# How to assign a constant value in a recursion relation

I use the code

fv = RecurrenceTable[{a[i] ==
1/(i (i + 1)) (1/Sqrt[w] a[i - 1] + (2 i - 1 - e[i]) a[i - 2]),
a[2] == 1/6 (1/(2*w)+3 - e[i]), a[1] == 1/(2 Sqrt[w])}, a, {i, 3, 10}];


to evaluate the three-step recursion relation where

e[i_]:=e[i]=2i+1


after that I need to obtain the roots of fv, so I use

sol2 = N[Solve[fv[[1]] == 0, w]]


my main problem is that e must be calculated using max i, namely the code must calculate the value of e first, then must use i to calculate recursion relation, For example for i=3 , e becomes 7, then a[3] must be calculated that includes e[3] and a[2] and a1, where a[2] must be calculated using e[3] again not e[2], maybe some sort of a loop needed. I really don't know how to address this problem. Any idea?

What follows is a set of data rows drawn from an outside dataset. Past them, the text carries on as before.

PR #158, opened 2025-06-04
Suggestions for isolation policy

confunguido:


src/parameters.rs
```diff
@@ -61,6 +68,7 @@ pub struct Params {
     pub synth_population_file: PathBuf,
     /// The path to the transmission report file
     pub transmission_report_name: Option<String>,
+    pub isolation_policy_parameters: IsolationParameters,
```
ChiragKumar9, line 71: The only problem with this is that we need to specify the parameters everywhere, even in tests that don't depend on these parameters. I still like this suggestion a lot and would suggest it be merged in, but I think how we specify parameters in tests needs to be thought through more as our model gets more advanced.

src/parameters.rs
```diff
@@ -194,6 +202,7 @@ mod test {
             synth_population_file: PathBuf::from("."),
             transmission_report_name: None,
             settings_properties: HashMap::new(),
+            isolation_policy_parameters: HashMap::new(),
```
ChiragKumar9, line 205: So, for instance, here you cannot have `HashMap::new()` but rather `IsolationParameters { ... }`. You could make `isolation_policy_parameters` take an `Option<IsolationParameters>` and then specify none, but this parameter isn't really optional so that feels weird

ChiragKumar9 (approved):
Love the idea, syntax just needs to be cleaned up/made consistent to compile.

erik-rosenstrom:
I am going to close this pull request. The suggested changes have been incorporated into #154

The correct results for what I intend are:
i=3, w=0.05;
i=4, w=0.0182 and w=0.1900;
and so on.

You can see the original paper which has introduced the above formula and the results here. I have marked important formula. The results have been shown in the table.

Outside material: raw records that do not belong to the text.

PR #175, opened 2025-06-13
Query susceptibles once when seeding

ChiragKumar9:


src/infection_propagation_loop.rs
```diff
@@ -57,35 +57,32 @@ fn query_susceptibles_and_seed(
     to_seed: u64,
     seed_fn: impl Fn(&mut Context, PersonId),
 ) -> Result<(), IxaError> {
+    let mut susceptibles = context
+        .query_people((InfectionStatus, InfectionStatusValue::Susceptible))
+        .into_iter();
+    trace!("Found {} susceptibles to seed.", susceptibles.len());
```
KOVALW, line 63: Check if `susceptibles.len() < to_seed` instead of the for loop if statement.

src/infection_propagation_loop.rs
```diff
@@ -57,35 +57,32 @@ fn query_susceptibles_and_seed(
...
-            (InfectionStatus, InfectionStatusValue::Susceptible),
-        );
-        match person {
-            Some(person) => {
-                seed_fn(context, person);
-            }
-            None => {
-                return Err(IxaError::IxaError("The number of people to seed with initial conditions has surpassed the population size.".to_string()));
-            }
+        let person = susceptibles.next();
```
KOVALW, line 65: Using next is going to be a deterministic selection, which we don't necessarily want as people's ID's are going to cluster by properties in some synthetic populations. To resolve this, we could use `let id = context.sample_range(Rng, 0..len(susceptibles))` and `let person = susceptibles.remove(id)` to get a person during the for loop. We could alternatively, if we're willing to `cargo add rand` again, we could use `rand::IteratorRandom::choose_multiple()`.

KOVALW (changes requested):
A couple of things for improving performance and making sure we don't deterministically assign the initial individuals

src/infection_propagation_loop.rs
ChiragKumar9: Such a good point, thank you!

KOVALW (commented):
This LGTM. I do wonder how declaring incidence will interact with small population test cases. Beginning with a single infection is such a common use case, but here it would be I(0)~Bin(n, 1/n), which will have a considerable concentration at zero. This will likely only impact integration-type tests, but if we're fine with starting with either higher initial cases (like ~5-10ish infecteds) or allowing many zeroes to run because they don't take simulation time, then this should be fine.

• I'm not entirely sure I understand the question - are you asking how to change your code such that a[i] is computed using e[i] everywhere, even for a[i-1] etc.? – Lukas Lang Oct 13 '19 at 17:28
• @LukasLang yes, I explained it in my example. – Wisdom Oct 13 '19 at 18:16
• @bbgodfrey sorry it was a mistyping, I corrected it – Wisdom Oct 13 '19 at 19:02
• Thanks a lot for your answer. Sorry I forgot to type a 3 in a[2] formula. I corrected it, however just first case (i=3) gives correct answer but other results are wrong, I checked my formula but there was no mistake. Do you think two different roots for i>3 cause the mistake? – Wisdom Oct 13 '19 at 20:12
• @Wisdom How did you obtain the values of w in the question for i = 4? Please show the equation you solved. – bbgodfrey Oct 13 '19 at 22:00

Here is an example that doesn't use RecurrenceTable but rather simply defines recursive functions for this (note the addition of a second argument to a):

e[i_] := 2i+1
a[i_] := a[i, e[i]];

a[i_, e_] := 1/(i (i + 1)) (1/Sqrt[w] a[i - 1, e] + (2 i - 1 - e) a[i - 2, e]);
a[2, e_] := 1/6 (1/(2*w) + 3 - e);
a[1, e_] := 1/(2 Sqrt[w])


To create a similar list as you would get from RecurrenceTable:

fv = Table[a[i], {i, 3, 10}]

• your code does't work and yields a e[3], e[4] and so on. – Wisdom Oct 14 '19 at 12:22
• @Wisdom edited to include your definition of e as well (without the memoisation) – Gerli Oct 14 '19 at 12:23
• Ohhhh Thank you soooo much, it returned my desire results exactly. – Wisdom Oct 14 '19 at 12:30

With the clarification provided by the reference now given in the question, the desired solution is easily obtained.

a[1] := 1/(2 Sqrt[w]);
a[2] := 1/6 (1/(2 w) + 3 - e);
a[i_] := 1/(i (i + 1)) (1/Sqrt[w] a[i - 1] + (2 i - 1 - e) a[i - 2]);
Flatten[Table[NSolve[(a[i] /. e -> 2 i + 1) == 0, w], {i, 3, 10}], {{3}, {1}}][[1]] // Values

(* {{0.05},
{0.190065, 0.0182686},
{0.0404842, 0.0086731},
{0.156634, 0.015429, 0.00478921},
{0.0344873, 0.00753932, 0.00292085},
{0.134788, 0.0134812, 0.00424987, 0.00191167},
{0.0302949, 0.00671401, 0.0026321, 0.00131905},
{0.119177, 0.012046, 0.00383985, 0.0017433, 0.000948279}} *)


The reciprocals of these values are precisely those given in the reference. Note that Flatten[. . ., {{3}, {1}}][[1]] merely eliminates unnecessary pairs of curly brackets.